Нордау сделал также то великое открытие, что Вагнер собственно должен был стать живописцем и что только вследствие своих болезненных влечений он не пошел по этому пути. «Вагнер – не лицедей, – говорит Нордау, – он – прирожденный живописец. Если бы он был уравновешенным, здоровым талантом, он, несомненно, сделался бы живописцем. Он по внутреннему побуждению взял бы кисть в руки и изображал бы свои образы красками на полотне. Но Вагнер сам не понимал рода своего дарования. Быть может, он кроме того, сознавая органическое свое бессилие, избегал трудной работы рисования и писания картин, и внутреннее его влечение, повинуясь закону наименьшей затраты сил, привело его к театру, где без всяких усилий с его стороны его видения олицетворялись другими: декораторами, машинистами, артистами». Можно ли себе представить большую бессмыслицу? Человек, которого пугает трудная работа рисования, сочиняет музыкальные драмы, пишет сам слова и музыку, – и все это потому, что здесь не требуется усилий с его стороны! Можно ли серьезно возражать на подобную нелепость?!

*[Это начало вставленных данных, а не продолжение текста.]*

PR #160, opened 2018-01-25
oops, we updb way before the site is actually properly configured/setup.

stemount:
This causes an issue because the legal entity field is required for update_8019… so we should get this into master asap.

### DIFF
--- a/drupal-update.sh
+++ b/drupal-update.sh
@@ -1,3 +1,4 @@
+#!/usr/bin/env bash
 ## Commands that must be run to update a drupal instance.
 ## Use as `sh ./drupal-update.sh /var/www/html`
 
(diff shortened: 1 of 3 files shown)


drupal-update.sh
```diff
@@ -18,15 +19,16 @@ cd ${ROOT}/web; ../vendor/drush/drush/drush sset system.maintenance_mode 1;
...
-cd ${ROOT}/web; ../vendor/drush/drush/drush updb -y;
 # Import configuration twice to fix a problem with config import when new modules are added to 'core.extensions.yml'.
 cd ${ROOT}/web; ../vendor/drush/drush/drush cim -y; ../vendor/drush/drush/drush cim -y;
 # To doubly make sure drush registers features commands.
 cd ${ROOT}/web; ../vendor/drush/drush/drush cc drush;
 # Revert all features
 cd ${ROOT}/web; ../vendor/drush/drush/drush fra -y;
 
+# Run db updates.
+cd ${ROOT}/web; ../vendor/drush/drush/drush updb -y;
```
kalpaitch: Yea I thought about this, btw I think we always need to do an `cim` after an `updb`, had this issues previously, and we need to do both before the `fra`, reluctant to do this but think it may be the only option.

web/sites/default/settings.local.travis.php
```diff
@@ -23,7 +23,9 @@
 
 // Ensure travis always runs with the same memory that other environments do.
 ini_set('memory_limit', '2048M');
-ini_set('max_execution_time', 300);
+
+// Set 10min execution time as some drush updb commands are CPU time expensive.
+ini_set('max_execution_time', 600);
```
kalpaitch: drush cli should be set with infinite execution time and memory, will ask @chris-moreton what he thinks.

kalpaitch: Ignore this, probably not possible to configure Travis php cli.

stemount:
This PR needs a couple of deployments.

`We're going to release v13.1.0 because we need to do a two step release for migrating the legal entities to partnerships.`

Осветив своим критическим аппаратом теорию вагнеровской музыки, его «руководящие мотивы», «бесконечную мелодию» и т.д., Нордау приходит к заключению, что Вагнер «в глубине своей души, по органическому своему настроению, не был музыкантом, а представлял собою пеструю смесь недоразвившегося поэта и ленивого живописца».

Предоставляю другим завести с Нордау спор относительно теории вагнеровского искусства, если они найдут это стоящим труда. Что касается его психиатрических толкований, на основании которых он приходит к заключению, что Вагнер был помешанным, «выродившимся», то я, мне кажется, достаточно доказал их полную несостоятельность.